Mil had a "spastic" child in the late 1950s who died when he was ten. Mil's mil wouldn't allow her to visit because of what the neighbours would say. When dh's eldest (living) brother started school, no one would stand near to let alone talk to mil because she had a handicapped child in a wheelchair.
People used to think having disabled children was somehow "your fault" and reflected on the family. Mil is in many ways a giant pain in the arse, but I do respect her for keeping and looking after a very disabled child when in those days families were encouraged to put them in institutions and deny their existence.
But, historically, there are examples like HeySoulSister describes, where a child with SN was embraced by the small community. I remember studying Wordsworth's poem The Idiot Boy (sorry about the title!) which is about a mother's love for her mentally disabled son, who lives with her and isn't stigmatised - one of the commentaries I read described how such children were treasured because "their soul is with god". I don't know how general or widespread that view was but at least it wasn't all horror, IYSWIM.
Our next door neighbour had a son with very bad cerebral palsy when I was a child.

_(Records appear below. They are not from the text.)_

PR #1596, opened 2024-02-20
nfd-master: retry node updates indefinitely

marquiz:
Treat node updates like a reconciliation loop. Keep trying on node
update as long as it fails. Node update permafailing likely indicates a
bug in the nfd code (there should be no reason for it to fail forever)
and it's better to clearly see it in the logs/metrics rather than giving
up after a few retries.

Depends on #1595

### DIFF
--- a/pkg/nfd-master/node-updater-pool.go
+++ b/pkg/nfd-master/node-updater-pool.go
@@ -56,14 +56,15 @@ func (u *nodeUpdaterPool) processNodeUpdateRequest(queue workqueue.RateLimitingI
 	if _, err := u.nfdMaster.getNode(nodeName); apierrors.IsNotFound(err) {
 		klog.InfoS("node not found, skip update", "nodeName", nodeName)
 	} else if err := u.nfdMaster.nfdAPIUpdateOneNode(nodeName); err != nil {
-		if queue.NumRequeues(nodeName) < 15 {
-			klog.InfoS("retrying node update", "nodeName", nodeName, "lastError", err)
-			queue.AddRateLimited(nodeName)
-			return true
+		if n := queue.NumRequeues(nodeName); n < 15 {
+			klog.InfoS("retrying node update", "nodeName", nodeName, "lastError", err, "numRetries", n)
 		} else {
-			klog.ErrorS(err, "failed to update node", "nodeName", nodeName)
+			klog.ErrorS(err, "node update failed, queuing for retry ", "nodeName", nodeName, "numRetries", n)
+			// Count only long-failing attempts
 			nodeUpdateFailures.Inc()
 		}
+		queue.AddRateLimited(nodeName)
+		return true
 	}
 	queue.Forget(nodeName)
 	return true


marquiz:
Pending #1595
/hold

/assign @ArangoGutierrez
ping @AhmedThresh

pkg/nfd-master/node-updater-pool.go
```diff
@@ -41,23 +42,29 @@ func newNodeUpdaterPool(nfdMaster *nfdMaster) *nodeUpdaterPool {
 }
 
 func (u *nodeUpdaterPool) processNodeUpdateRequest(queue workqueue.RateLimitingInterface) bool {
-	nodeName, quit := queue.Get()
+	n, quit := queue.Get()
+	nodeName := n.(string)
 	if quit {
 		return false
 	}
```
AhmedThresh, line 49: I think string casting should be moved after the quit check because according to the queue package:
```go
if len(q.queue) == 0 {
	// We must be shutting down.
	return nil, true
}
```
We risk having nil casting error
```suggestion
	if quit {
		return false
	}
	nodeName := n.(string)
```

AhmedThresh (commented):
Thanks @marquiz for working on this. one comment is left below!

pkg/nfd-master/node-updater-pool.go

The answer is they didn't really cope, they existed. Their son died when he last late teens as I recall. My DM colluded with his mother at one point to fake a suicide attempt so the neighbour could get some respite care. I think kids either went into a 'home' or you got left to deal with it yourself. Imagine having to deal with a big 16 year old lad who couldn't walk, talk or feed himself and who was doubly incontinent with bugger all help. Bloody tragic.
The danger with having a son like my own (severely autistic) was that the mothers were often blamed for the condition, so the children were forcibly removed and placed in institutions I can't imagine having ds1 forcibly refused from me, with everyone blaming me. This book describes such a case.

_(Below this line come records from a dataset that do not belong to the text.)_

Issue #1597, opened 2024-02-21
In the Helm chart, add in a way to customize the Issuer used for the NFD certs


allenmun197:
**What would you like to be added**:  I would like to see the NFD helm chart have some way of bringing a custom Issuer or ClusterIssuer as the CA for the NFD certs.

**Why is this needed**:  This is useful because we have enterprise policies which do not allow self-signed certs in the cluster and have an approved ClusterIssuer to use.  This feature should be useful for anyone looking to centralize the certs being issued in the cluster.

PR #1598, opened 2024-02-21
helm: add ability to use a custom issuer

allenmun197:
This PR adds in the ability to use a custom Issuer when creating the certs for NFD in the helm chart.  This is useful when there are cluster/enterprise policies that deny creating a self-signed CA.

Fixes https://github.com/kubernetes-sigs/node-feature-discovery/issues/1597


deployment/helm/node-feature-discovery/values.yaml
```diff
@@ -529,7 +529,10 @@ gc:
 # need to manually, or otherwise, provision the TLS certs as secrets
 tls:
   enable: false
-  certManager: false
+  certManager:
+    enable: false
+    issuerKind:
+    issuerName:
```
marquiz, line 535: We shouldn't break existing users


```suggestion
  certManager: false
  certManageIssuerKind:
  certManageIssuerName:
```

OR

```suggestion
  certManager: false
  certManagerCertificate:
    issuerKind:
    issuerName:
```

marquiz (commented):
Thanks @allenmun197. I think we could take the patch, even though all of this is deprecated functionality. In more detail: note that the gRPC communication (and everything related, like TLS and cert-manager support) has been deprecated since NFD v0.13, disabled since NFD v0.14 and likely to be dropped in NFD v0.17. So, unless you specifically enable gRPC with `enableNodeFeatureApi: true` the TLS/cert-manager settings will not be used.

When adding new helm params, we also need to document those in `docs/deployment/helm.md`.

allenmun197:
@marquiz 

Ok, I moved the fields into `certManagerCertificate` as suggested.  Also added the documentation for the new helm fields in `docs/deployment/helm.md`.  I also added an additional check to make sure if `.tls.certManagerCertificate.issuerKind` is set but `.tls.certManagerCertificate.issuerName` is not set, it will not use `.tls.certManagerCertificate.issuerKind` and just default to `Issuer`.  This fixes an issue when you have a values file that looks like
```
tls:
  certManager: enable
  certManagerCertificate:
    #issuerName: example-issuer
    issuerKind: ClusterIssuer
```

deployment/helm/node-feature-discovery/templates/cert-manager-certs.yaml
```diff
@@ -60,8 +60,8 @@ spec:
   dnsNames:
   - {{ include "node-feature-discovery.fullname" . }}-topology-updater.{{ include "node-feature-discovery.namespace" .  }}.svc.cluster.local
   issuerRef:
-    name: nfd-ca-issuer
-    kind: Issuer
+    name: {{ default "nfd-ca-issuer" .Values.tls.certManagerCertificate.issuerName }}
+    kind: {{ default "Issuer" ( kindIs "invalid" .Values.tls.certManagerCertificate.issuerName | ternary "" .Values.tls.certManagerCertificate.issuerKind ) }}
```
marquiz, line 64: This is quite cryptic to read, at least for me 😇

How about a bit longer but more explicit:

```sugggestion
    {{- if and .Values.tls.certManagerCertificate.issuerName .Values.tls.certManagerCertificate.issuerKind }}
    kind: {{ .Values.tls.certManagerCertificate.issuerKind }}
    {{- else }}
    kind: Issuer
    {{- end }}
```

allenmun197: Got it.  Updated the PR to use more simplified logic with regards to the issuer kind.

marquiz (approved):
Thanks @allenmun197. I haven't tested this but looks good to me 👍 
/assign @ArangoGutierrez

allenmun197:
@marquiz @ArangoGutierrez 

Is this PR still in review?

PR #1600, opened 2024-02-27
Move NFD api to a separate go mod

ArangoGutierrez:
The idea behind this patch is to make it easier for third party apps to import NFD API.


Dockerfile
```diff
@@ -7,6 +7,7 @@ FROM ${BUILDER_IMAGE} as builder
 
 # Get (cache) deps in a separate layer
 COPY go.mod go.sum /go/node-feature-discovery/
+COPY api/ /go/node-feature-discovery/api/
```
marquiz, line 10: Just the go.mod?

api/go.mod
```diff
@@ -0,0 +1,63 @@
...
+
+require (
+	github.com/gogo/protobuf v1.3.2
+	github.com/stretchr/testify v1.8.4
+	golang.org/x/exp v0.0.0-20240222234643-814bf88cf225
+	k8s.io/api v0.29.2
+	k8s.io/apimachinery v0.29.2
+	k8s.io/client-go v0.29.2
+	k8s.io/klog/v2 v2.120.1
+	sigs.k8s.io/node-feature-discovery v0.15.1
```
marquiz, line 13: We shouldn't depend on the main pkg -> some refactoring needed

marquiz (commented):
Thanks @ArangoGutierrez. Maybe we should put it under `api/nfd/v1alpha1`?

Dockerfile
```diff
@@ -10,11 +10,11 @@ COPY go.mod go.sum /go/node-feature-discovery/
 
 WORKDIR /go/node-feature-discovery
 
-RUN go mod download
-
 # Do actual build
 COPY . /go/node-feature-discovery
 
+RUN go mod download
+
```
marquiz, line 17: Doing this after the COPY nullifies the whole point of pre-loading go modules (for caching). Can't you copy the go.{mod,sum} of the new module above, similarly to the main module?

go.mod
```diff
@@ -20,22 +19,23 @@ require (
 	github.com/spf13/cobra v1.8.0
 	github.com/stretchr/testify v1.8.4
 	github.com/vektra/errors v0.0.0-20140903201135-c64d83aba85a
-	golang.org/x/exp v0.0.0-20240112132812-db7319d0e0e3
-	golang.org/x/net v0.20.0
+	golang.org/x/exp v0.0.0-20240222234643-814bf88cf225
```
marquiz, line 22: If/when doing any updates on dependencies, please submit a separate PR.

go.mod
marquiz, line 1: Should(n't) we add a replace directive to use the api/nfd module from the local copy?

go.mod
ArangoGutierrez: was not intentional, result of `go mod tidy`

go.mod
ArangoGutierrez: look at the last line of replace

hack/generate.sh
```diff
@@ -26,14 +26,12 @@ ${K8S_CODE_GENERATOR}/generate-groups.sh client,informer,lister \
     "nfd:v1alpha1" --output-base=. \
     --go-header-file hack/boilerplate.go.txt
 
-rm -rf pkg/generated
-
-mv sigs.k8s.io/node-feature-discovery/pkg/generated pkg/
+rm -rf api/v1alpha1/{clientset,informers,listers}
```
marquiz, line 29: Shouldn't this be like

```suggestion
rm -rf api/generated
```

ArangoGutierrez: Good catch!

ArangoGutierrez:
After https://github.com/kubernetes-sigs/node-feature-discovery/pull/1605, we can restart the conversation here

ArangoGutierrez:
@marquiz PTAL

ArangoGutierrez:
@marquiz rebased PTAL

ArangoGutierrez:
@vsoch  this helps towards the goal of serving your use case.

It must have been very isolating. I have a whole community of friends with children very similar to my son, but we met online. Almost everything of any use that I have found out wrt my son (and there have been hundreds of things) has been via friends - and online friends, rather than the professionals.
I am often incredibly grateful that ds1 was born in the internet age.

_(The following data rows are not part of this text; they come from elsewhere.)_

Issue #1603, opened 2024-03-05
hooks does not work as expect


wpeng102:
**What happened**:
Hooks can not add label to the node.

In the following code block, NFD wants to merge `labelsFromHooks` to `labelsFromFiles`, but in it uses `labelsFromHooks` incorrectly in Line 167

Not quite 50 years ago but at primary school in the late 60's we had a few kids who obviously had learning difficulties and a special teacher used to give them some lesson and some they had with us. I guess it is similar to nowadays.
It was actually 1986 when education became compulsory for all children. Prior to that some children with disabilities were deemed 'ineducable' and were the responsibility of health not education.